Lemmatization in linguistics, is the process of grouping together the different inflected forms of a word so they can be analysed as a single item. 
By inflected it means to change the form of a word to express a particular grammatical function or attribute, typically tense, mood, person, number, case, and gender.

In computational linguistics, lemmatization is the algorithmic process of determining the lemma for a given word. 
The process may involve complex tasks such as understanding context and determining the part of speech of a word in a sentence requiring, for example, knowledge of the grammar of a language.

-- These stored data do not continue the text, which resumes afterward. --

PR #4177, opened 2023-11-03
Drop 4.19.x, 5.4.x and periodic builds that use them

dimkr:
This PR drops 4.19.x, 5.4.x, all kernel-kit configurations other than 5.10.x, 5.15.x and 6.1.x (the longterm branches in use), and periodic builds that use 4.19.x and 5.4.x.


peabee (commented):
I think we could keep the workflows amended to use later kernels but disable the periodic workflows........ and maybe keep the kernel configs? (not that bothered)

dimkr:
The workflows are useless without the periodic trigger, they contain nothing but inputs for build.yml. They don't "do" anything without the trigger.

peabee:
OK - just thought might be possible to retain them "just in case"....

PR #4179, opened 2023-11-07
mtpaint - remove no* build options

peabee:
OscarTalks says:
Looking at the mtpaint recipe I see that the configure options do have webp and tiff (and also lcms and jpeg2000) actively disabled. So I would remove the nowebp, notiff, nolcms and nojp2 configure options from both of the 2 lines (one for gtk3 and the other for gtk2) The configure script will look for the DEV packages and autodetect everything, so if those libraries are in the build environment then support will be compiled in. No reason to actively disable anything unless we are encountering some kind of a problem. I don't think I have ever encountered tiff image files in common usage, but webp is increasing in popularity, including animated ones.


dimkr:
webp is useful, maaaaaaaaybe TIFF is useful, but I doubt the usefulness of the others. Every one you enable will make mtpaint slower to start and maybe increase memory consumption.

PR #4187, opened 2023-11-19
Provide support for "root=UUID=" boot parameter - init and isoboot

gyrog:
This provides support for "root=UUID=" boot paarameter in both init and isoboot.
Such parameters may be generated by grub2 utilitiy scripts.


peabee:
https://forum.puppylinux.com/viewtopic.php?t=5484

needs updating to reflect this new boot parameter?

also README.txt

gyrog:
It's about recognising that just as a Puppy Linux installed grub2 can be used to boot other OS's,
so can a Puppy Linux be booted by a grub2 installed by some other OS, including the generation of the grub.cfg boot entry.
"root=UUID=" is a grub2 convention, not a thing peculiar to Puppy Linux.
There is already support for it in '/sbin/init_full_install'.

PR #4192, opened 2023-11-26
Update init: use binded mountpoint instead of direct path for save folder

rizalmart:
Reason: If savefolder was used and the actual path of savefolder was used. It would not release from layered root filesystem and unmount the drive when the save folder was located during shutdown. This may cause filesystem corruption. In order to detach the savefolder gracefully from layer root filesystem in aufs was to use bind mountpoint. In order to retain the attached path on aufs layered system.

### DIFF
--- a/initrd-progs/0initrd/init
+++ b/initrd-progs/0initrd/init
@@ -503,12 +503,14 @@ setup_psave(){ # setup savefile or savefolder
   fi
  elif [ -d "$SAVE_FN" ];then #savefolder
   echo "--SAVEFOLDER-- $SAVE_FN" #debug
+  mkdir -p /pup_disk
+  mount -o bind $SAVE_FN /pup_disk
   if [ "$UNIONFS" = 'overlay' ]; then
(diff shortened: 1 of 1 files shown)


gyrog:
A couple of observations:

1) When we first introduced "savefolder" , many moons ago, it used a bind mount at /pup_rw.
This created havoc with a number of scripts in the running Puppy because they expected only 1 entry in /proc/mounts for the partition containing the "savefolder", but with the bind mount there were now 2 entries.
I hope that the relevant patches have not been "lost" in the intervening years.
And that there is no new code that makes the same assumption.

2) I hope it makes a difference, but I don't understand bind mounts enough to see how it can,
if the union/stack still considers it mounted read/write.
I suspect that the real solution for rc.shutdown, is to do something like a "pivot-root" away from the union/stack to a filesystem in ram, and then umount the union/stack, and umount the partitions.

In the short term, maybe rc.shutdown should not be trying to umount stuff that is part of the union/stack,
but rather trying to get everything remounted read-only.

PR #4201, opened 2023-12-03
Reload sfwbar on .desktop file change

dimkr:


LBCrion:
Is a full reload needed? The full reload may reorder windows in the taskbar and will close any poups the user may have open. 
 It should be possible to do something like this:

```
TriggerAction "SIGRTMIN+5", Function "RebuildMenu"
Function("RebuildMenu") {
  ClearMenu "MyStartMenuName"
  [Run  the same functions that build menu on startup]
}
```
You can then send signal RTMIN+5 instead of SIGHUP and rebuild the menu in the running process without affecting other components.

dimkr:
@LBCrion Thanks, I'll see if I can do something like this. The problem is that Puppy traditionally relies on `fixmenus`, a script that updates various menus and reloads them. The package manger and other things run this script. Therefore, this script should ask sfwbar to reload after it updates the menu, and it would be cleaner to live the generation in `fixmenus` rather than moving it to sfwbar.

LBCrion:
That should be doable.  I assume fixmenus produces an output file that
sfwbar config consumes in some way? It should be possible to just clear the
menu and re-read the menu config file upon receiving a trigger signal. If
you can point b me to the sfwbar config you're using and the output that
fixmenus produces,  I can take a stab at wiring a menu reload function.

dimkr:
> I assume fixmenus produces an output file that sfwbar config consumes in some way?

fixmenus calls a tool called sfwbar-xdgmenu, which updates ~/.config/sfwbar/menu.source and it's sourced at https://github.com/puppylinux-woof-CE/woof-CE/blob/d57a773c428f395f67e392a1ed95695e4108a426/woof-code/rootfs-petbuilds/sfwbar/root/.config/sfwbar/buttonmenu.widget#L1

LBCrion:
You should be able to change buttonmenu.widget to:
```
include("menu.source")

TriggerAction "SIGRTMIN+5","ReloadMenu"
Function("ReloadMenu") {
  ClearMenu "main_menu"
  PipeRead "cat /path/to/menu.source"
}

layout {
  button {
    value = "/usr/share/doc/puppylogo48.png"
    action = Menu "main_menu"                              # launch menu on click
    tooltip = "Launch menu"
    css = "* { min-height: 22px; min-width: 29px; }"
  }
}
```

This should reload the menu config upon receiving signal RTMIN+5. The only untidy bit here is that you need to specify the a full path to menu.source in PipeRead. I should probably add an action to read a config file (similar to include, but of course an action wouldn't add any sub-layouts into the main layout hierarchy).

dimkr:
Thanks @LBCrion, will try

LBCrion:
I added a Read expression function, so with the latest git version you don't need a full path to menu.source and don't need to run cat just to read a file:

```
include("menu.source")

TriggerAction "SIGRTMIN+5","ReloadMenu"
Function("ReloadMenu") {
  ClearMenu "main_menu"
  Config Read "menu.source"
}

layout {
  button {
    value = "/usr/share/doc/puppylogo48.png"
    action = Menu "main_menu"                              # launch menu on click
    tooltip = "Launch menu"
    css = "* { min-height: 22px; min-width: 29px; }"
  }
}
```

dimkr:
Thank you @LBCrion, will try once beta14 is tagged

PR #4218, opened 2024-01-25
Update geany & geany-gtk2 to version 2.0

lakshayrohila:
- Updates geany and geany-gtk2 to version 2.0
- Enables both plugin and VTE in both versions (adds 2MBs only)
- Tested in Jammy64. Adds ~11MB in ISO size.


lakshayrohila:
Sorry, wrong branch.

woof-code/rootfs-petbuilds/geany-gtk2/petbuild
```diff
@@ -1,13 +1,13 @@
...
 }
 
 build() {
-    tar -xjf geany-1.37.1.tar.bz2
-    cd geany-1.37.1
+    tar -xjf geany-2.0.tar.bz2
+    cd geany-2.0
     patch -p1 < ../defaults.patch
-    ./configure --prefix=/usr --disable-plugins --disable-vte --enable-gtk2
+    ./configure --prefix=/usr --enable-plugins --enable-vte --enable-gtk2
```
dimkr, line 9: @lakshayrohila Are you sure that Geany 2.0 supports GTK+ 2? AFAIK --enable-gtk2 isn't supported and this petbuild actually produces a GTK+ 3 build. Originally, I copied `geany` to `geany-gtk2` and made some build configurations use `geany-gtk2` to avoid breaking Puppy releases based on old Ubuntu or Slackware versions, too old for latest Geany.

lakshayrohila: @dimkr, Well, yes, I didn't test that! I ran it and it worked well, so I thought it might be supported. Which older puppy can I build to test if this works. For Jammy64, I had changed from using geany to geany-gtk2 in __00build.conf

lakshayrohila: The main question is - is this update even required bringing something new?

dimkr: Look at the Geany changelog and decide if you want to update or not 🤷🏿

I'd recommend leaving geany-gtk2 alone, because it's used by build configurations that can't build the latest Geany (stuff like slackware/14.2) where GTK+ 3 is too old.

lakshayrohila: @dimkr, I think there are some things which can be useful for some Puppy users in this update. The only problem is those extra 11 MB it brings with it. Still I'll consider this to be OK to be updated.

dimkr: So update `geany` and leave `geany-gtk2` alone

PR #4219, opened 2024-01-25
Update geany to version 2.0

lakshayrohila:
- Updates geany to version 2.0.
- Tested in Jammy64. ~Adds 9MB to the ISO size.~ *ALMOST NO ADDITIONAL SPACE USED (must be within 1 MB).*

NOTE: It was my fault, I had compared the sizes of two Jammy64s, but somehow it was a wrong comparison. Today, I built a Jammy64 without these changes, and the ISO size with and without these changes are exactly the same 😅.

@peabee please review.


woof-code/rootfs-petbuilds/geany-gtk2/petbuild
```diff
@@ -1,13 +1,13 @@
...
+    [ -f geany-2.0.tar.bz2 ] || wget -t 3 -T 60 https://download.geany.org/geany-2.0.tar.bz2
 }
 
 build() {
-    tar -xjf geany-1.37.1.tar.bz2
-    cd geany-1.37.1
+    tar -xjf geany-2.0.tar.bz2
+    cd geany-2.0
     patch -p1 < ../defaults.patch
-    ./configure --prefix=/usr --disable-plugins --disable-vte --enable-gtk2
```
lakshayrohila: Is this required?

woof-code/rootfs-petbuilds/geany-gtk2/pinstall.sh
lakshayrohila, line 1: @peabee, I added this because this was included in the `geany` petbuild.

Is this required?

woof-code/rootfs-petbuilds/geany-gtk2/petbuild
dimkr: https://github.com/puppylinux-woof-CE/woof-CE/pull/4218#discussion_r1466462876

woof-code/rootfs-petbuilds/geany/petbuild
```diff
@@ -1,13 +1,13 @@
...
 }
 
 build() {
-    tar -xjf geany-1.38.tar.bz2
-    cd geany-1.38
+    tar -xjf geany-2.0.tar.bz2
+    cd geany-2.0
     patch -p1 < ../defaults.patch
-    ./configure --prefix=/usr --disable-plugins --disable-vte
+    ./configure --prefix=/usr --enable-plugins --enable-vte
```
dimkr: The plugins are big and make Geany slower to start - traditionally, Puppy doesn't have them

lakshayrohila: @dimkr, Ok, so that's why I wasn't seeing any increase in ISO size when enabling plugins. What about VTE?

dimkr: I believe most people who use Geany on Puppy don't use it as an IDE but as a text editor, and doubt the usefulness of the integrated terminal

dimkr (approved):
Looks fine to me

peabee:
Happy with the current builds - no problems known - does the new version provide significant improvements?
I think only BookwormPup32 uses the GTK3 petbuild so no objection to the change if it is no bigger.

Void, Debian and Ubuntu are still on 1.38 (see pkgs.org) - why haven't they updated I wonder?

lakshayrohila:
> Happy with the current builds - no problems known - does the new version provide significant improvements?

https://www.geany.org/documentation/releasenotes/ lists some changes. Personally, I don't see many major improvements.

> I think only BookwormPup32 uses the GTK3 petbuild so no objection to the change if it is no bigger.

Jammy64 also uses it. Tested on Jammy; works!

lakshayrohila:
@peabee, @dimkr, if there are no issues with this and my other pull request (#4221), then please accept them as I can't do it since I do not have write permissions to the woof-CE repo.

Otherwise, if there are problems in the PRs, please notify me. I'll try to correct them (or if the ideas about those PRs are wrong, then I'll close the PRs) :+1:.

dimkr:
> Void, Debian and Ubuntu are still on 1.38 (see pkgs.org) - why haven't they updated I wonder?

Debian 12 and Ubuntu 23.10 (the latest released versions) won't receive Geany 2.0, only Debian 13 and Ubuntu 22.04. That's why you don't see it in pkgs.org.

> @peabee, @dimkr, if there are no issues with this and my other pull request (#4221), then please accept them as I can't do it since I do not have write permissions to the woof-CE repo.

I don't have no permissions either, I left the organization.

techrockedge:
I've tested Geany 2.0 on _F96-CE_4_ and vote on merging the commit sooner than later. Though I am happy with 1.38 it seems that v2.0 has a good complement of plugins to start and the interface and work flow remains the same as versions 1.37 and 1.38

PR #4220, opened 2024-01-26
Add and use new color theme in lxterminal

lakshayrohila:
VGA is the default lxterminal preset, but its dark blue color has very little contrast with the background (for lower brightness). This replaces the original dark blue color with the one that has better contrast (slightly brighter).

Old:
old_lxterminal
lxterminal-htop-old

New:
lxterminal-htop new
lxterminal-ls new

@dimkr, @peabee, please review.

### DIFF
--- a/woof-code/rootfs-petbuilds/lxterminal/colors.patch
+++ b/woof-code/rootfs-petbuilds/lxterminal/colors.patch
@@ -1,6 +1,15 @@
 diff -rup lxterminal-0.4.0-orig/src/setting.c lxterminal-0.4.0/src/setting.c
---- lxterminal-0.4.0-orig/src/setting.c	2021-03-12 20:20:26.156393104 +0200
-+++ lxterminal-0.4.0/src/setting.c	2021-03-13 20:43:20.653893675 +0200
+--- lxterminal-0.4.0-orig/src/setting.c	2024-01-26 11:00:15.817511151 +0530
++++ lxterminal-0.4.0/src/setting.c	2024-01-26 11:46:02.729178961 +0530
+@@ -42,7 +42,7 @@ ColorPreset color_presets[] = {
+         .foreground_color = "#aaaaaa",
+         .palette = {
+             "#000000", "#aa0000", "#00aa00", "#aa5500",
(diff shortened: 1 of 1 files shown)


peabee:
Very marginal change - would be better to change to a different colour?

lakshayrohila:
> Very marginal change - would be better to change to a different colour?

Not sure which colour to change to.. if you can suggest one?

---

Or, we can also try changing the background color to some lighter black/grey. I'll try some combinations :+1:

peabee (commented):
Can't this be done in lxterminal.conf rather than changing code???

dimkr:
Changing the hardcoded defaults within the code also applies this change to lxterminal running as spot - much cleaner than having two configuration files that eventually run out of sync.

lakshayrohila:
> Changing the hardcoded defaults within the code also applies this change to lxterminal running as spot - much cleaner than having two configuration files that eventually run out of sync.

I was just now reading through the code of lxterminal's `load_setting` function. It turns out that if there is no user config file (`~/.config/lxterminal/lxterminal.conf`), it falls back to using the system config file (`--prefix/share/lxterminal/lxterminal.conf`, or in the case of this petbuild `/usr/share/lxterminal/lxterminal.conf`). So, instead of creating multiple user configs, according to my intuition, we can create a single system config that applies to all users.

But, that is just another way of doing things. So, why waste our time doing the same thing by some different method which we have done by some other method already 🤷‍♂️?

I am currently just waiting for this ISO to download - my internet connection is extremely slow at the moment (under 100KBps :rofl: ). I tried manually compiling this in QEMU running Jammy64, but I think as I had done this to replace an `lxterminal` install with a new install while running a `lxterminal`, this caused some issues and removed the top bar from the manual install I did. I'll test if this works and then open this PR.

---

EDIT: Ironically, the download finished just as I was writing this :smiley:.

The colour palette I have used here is also bad (some colours have low contrast with the background). Also, explicit change of background and foreground colors are required in the code (as was earlier done). I think I'll leave this work for tomorrow :yawning_face:.

peabee (commented):
No objection

PR #4221, opened 2024-01-26
Add tldr-py and btop to Jammy64

lakshayrohila:
This commit adds `tldr-py` (petbuild) and `btop` to Jammy64 on Clarity's request [here](https://forum.puppylinux.com/viewtopic.php?p=110058#p110058).

It also introduces two petbuilds: `tldr-py` and `python3-shtab` (the latter being a dependency of `tldr-py` petbuild).

I wanted to use `tldr-py` instead of the regular `tldr` because the package `tldr` is quite large as it has [dependencies](https://packages.ubuntu.com/jammy/tldr) such as `git`. There is also a `tldr-py` [Ubuntu package](https://packages.ubuntu.com/jammy/tldr-py), but in Jammy, this one was quite old and, IMHO, not very user-friendly.

`python3-shtab` petbuild was required to be added because it is not available in Ubuntu Jammy's repos (it started with Ubuntu Lunar).


lakshayrohila:
@peabee, @dimkr, please review.

woof-code/rootfs-petbuilds/python3-shtab/pet.specs
```diff
@@ -0,0 +1 @@
+python3-shtab-1.6.5|python3-shtab|1.6.5||Utility|2800K||python3-shtab-1.6.5.pet||Automagic shell tab completion for Python CLI applications|puppy|||
```
lakshayrohila, line 1: Please check the `2800K` here. I have no idea what this is used for.

woof-code/rootfs-petbuilds/tldr-py/tldr.1
lakshayrohila, line 1: NOTE: This manpage was built from the docs' source provided in the `tldr-py`'s this release. The `setup.py` was failing without docs (I mean only the man page), and building docs required large no. of dependencies.

lakshayrohila: This file gets copied to `/` instead of `/usr/share/man/man1`.

peabee:
Not sure they're really needed..... but if only JammyPup64 is affected - no objection.

lakshayrohila:
> Not sure they're really needed..... but if only JammyPup64 is affected - no objection.

Not really required - Just few additional features (we are still trying to build an official Jammy64, right?)

dimkr:
I'd strongly recommend you not to add petbuilds for Python packages, unless you're 100% committed to maintaining them in the long term. They tend to be sensitive to the Python version. In this particular case, I wouldn't do this because I think the benefit is not worth it - documentation beyond man pages is easy to find online and I think the extra size and maintenance cost is not worth it.

lakshayrohila:
> I'd strongly recommend you not to add petbuilds for Python packages, unless you're 100% committed to maintaining them in the long term.

Actually, 0% committed for maintenance :-1:.

> They tend to be sensitive to the Python version. In this particular case, I wouldn't do this because I think the benefit is not worth it - documentation beyond man pages is easy to find online and I think the extra size and maintenance cost is not worth it.

Well, I also agree with this. Thanks for the information and the advice!

I'll close the PR.

PR #20, opened 2019-08-18
Two-pass triangulation

elalish:


elalish:
Only marginally simpler and not as robust, so far.

PR #84, opened 2022-03-08
Add CGAL corefinement perf test

ochafik:
First off: amazing work, I'm super excited about Manifold and hope we can use it in OpenSCAD and beyond!

I've ported perf_test to use CGAL's corefinement after reading [your post](https://elalish.blogspot.com/2022/03/manifold-performance.html),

In many languages, words appear in several inflected forms. 
For example, in English, the verb ‘to walk’ may appear as ‘walk’, ‘walked’, ‘walks’, ‘walking’. 
The base form, ‘walk’, that one might look up in a dictionary, is called the lemma for the word. 

Lemmatization is closely related to stemming. 
The difference is that a stemmer operates on a single word without knowledge of the context, and therefore cannot discriminate between words which have different meanings depending on part of speech. 
However, stemmers are typically easier to implement and run faster, and the reduced accuracy may not matter for some applications.

-----

In [4]:
from nltk.stem import WordNetLemmatizer
lemmatizer = WordNetLemmatizer()
lemmatizer.lemmatize('dogs')

'dog'

Lets try to understand the difference between **Stemming** and **Lemmatization**.

In [5]:
from nltk import pos_tag

print("Stem %s: %s" % ("going", stemmer.stem("going")))
print("Stem %s: %s" % ("gone", stemmer.stem("gone")))
print("Stem %s: %s" % ("goes", stemmer.stem("goes")))
print("Stem %s: %s" % ("went", stemmer.stem("went")))
print("\n")

print("Without context")
print("Lemmatise %s: %s" % ("going", lemmatizer.lemmatize("going")))
print("Lemmatise %s: %s" % ("gone", lemmatizer.lemmatize("gone")))
print("Lemmatise %s: %s" % ("goes", lemmatizer.lemmatize("goes")))
print("Lemmatise %s: %s" % ("went", lemmatizer.lemmatize("went")))
print("\n")

print("With context")
print("Lemmatise %s: %s" % ("going", lemmatizer.lemmatize("going", pos="v")))
print("Lemmatise %s: %s" % ("gone", lemmatizer.lemmatize("gone", pos="v")))
print("Lemmatise %s: %s" % ("goes", lemmatizer.lemmatize("goes", pos="v")))
print("Lemmatise %s: %s" % ("went", lemmatizer.lemmatize("went", pos="v")))

Stem going: go
Stem gone: gone
Stem goes: goe
Stem went: went


Without context
Lemmatise going: going
Lemmatise gone: gone
Lemmatise goes: go
Lemmatise went: went


With context
Lemmatise going: go
Lemmatise gone: go
Lemmatise goes: go
Lemmatise went: go


We can observe that the stemming process does not generate a real word, but a root form. 
On the other side, the lemmatizer generates real words, 
but without contextual information it is not able to distinguish between nouns and verbs. 
Hence the lemmatization process doesn’t change the word. 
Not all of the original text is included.